Requests will not be considered valid unless and until client receives confirmation from Visionxe Inc’s billing department. The confirmation given by the billing department will act as a proof of the cancellation, or proof of receipt of a request for change of service.
14.1 All notices required to be given by one party to the other under this AGREEMENT shall be delivered by hand or sent by express mail to the address of the addressee, or sent by electronic means capable of producing a readable hard copy, including email and facsimile.
14.2 Notices shall be deemed to have been received:
(a) If sent by express mail, two days after delivery with signature verified from recipient.
(b) If delivered by hand, on the day of delivery.
(c) If sent by electronic means, at the time of transmission if transmitted during business hours and, if not during business hours, one hour after commencement of the next working day following the day of transmission.
15.0 . NO LICENSE.
Nothing contained on VISIONxe’s websites or in this AGREEMENT should be understood as granting CLIENT, its affiliates, subsidiaries, officers, directors, employees or agents a license to use any of the trademarks, service marks, or logos owned by VISIONxe or by any third party referenced in the contract or referenced on the websites of VISIONxe.

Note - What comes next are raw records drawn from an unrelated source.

PR #6412, opened 2026-07-16
feat: deno platform

lishaduck:
## Type

- [ ] Refactor
- [x] Feature
- [ ] Bug Fix
- [ ] Optimization
- [ ] Documentation Update

## Description

Init @effect/platform-deno.

This is slightly more minimal than the original PR, I split out the Deno cleanups that weren't directly in the new package to #6405 and removed the Deno KV layer (Deno KV isn't supported by the new Deno Deploy and I don't know of anybody who actually uses it locally).

## Related

Port of from https://github.com/Effect-TS/effect-smol/pull/859 to the main Effect repository.
Stacked on #6405.

- Related Issue Effect-TS/effect-smol#79
- Closes Effect-TS/effect#1806

## Summary by CodeRabbit

* **New Features**
  * Added Deno platform support for path handling, runtime execution, workers, worker runners, and Web Storage.
  * Added the new `@effect/platform-deno` package with public exports, documentation, licensing, and publishing configuration.
  * Added Deno-specific support for RPC worker applications and end-to-end workflows.

* **Tests**
  * Added coverage for storage, path operations, worker execution, and RPC scenarios.

* **Chores**
  * Updated project configuration to support Deno tooling and runtime-specific test execution.

PR #6555, opened 2026-07-23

16.0 GOVERNING LAW AND JURISDICTION
The services offered by VISIONxe are administered from its offices in Canada. This AGREEMENT will be governed by and construed in accordance with the laws of the Province of Ontario and the laws of Canada applicable therein, without giving effect to any principles of conflicts of laws. You hereby agree and consent that all disputes, controversies or claims arising out of or in connection with use of the service shall be submitted to and be subject to the jurisdiction of the courts of the Province of Ontario. You submit and attorn to the exclusive jurisdiction of the courts of the Province of Ontario to finally adjudicate or determine any suit, action or proceeding arising out of, or in connection with the use of the service offered by VISIONxe.
VISIONxe may, in its sole discretion and without prior notice, (a) revise this Agreement; (b) modify the Site and/or the Service; and (c) discontinue the Site and/or Service at any time. VISIONxe shall post any revision to this AGREEMENT to the Site, and the revision shall be effective immediately on such posting. CLIENT agrees to review this Agreement and other online policies posted on the Site periodically to be aware of any revisions. CLIENT agrees that, by continuing to use or access the Site following notice of any revision, CLIENT shall abide by any such revision.
16.0 ENTIRE AGREEMENT
15.1 This AGREEMENT is the complete and exclusive agreement between VISIONxe and CLIENT. This AGREEMENT supersedes all prior agreements and understandings, whether established by custom, practice, policy or precedent.
BY USING THE SERVICE OR ACCESSING THE SITE, YOU ACKNOWLEDGE THAT YOU HAVE READ AND AGREE TO BE BOUND BY THIS AGREEMENT.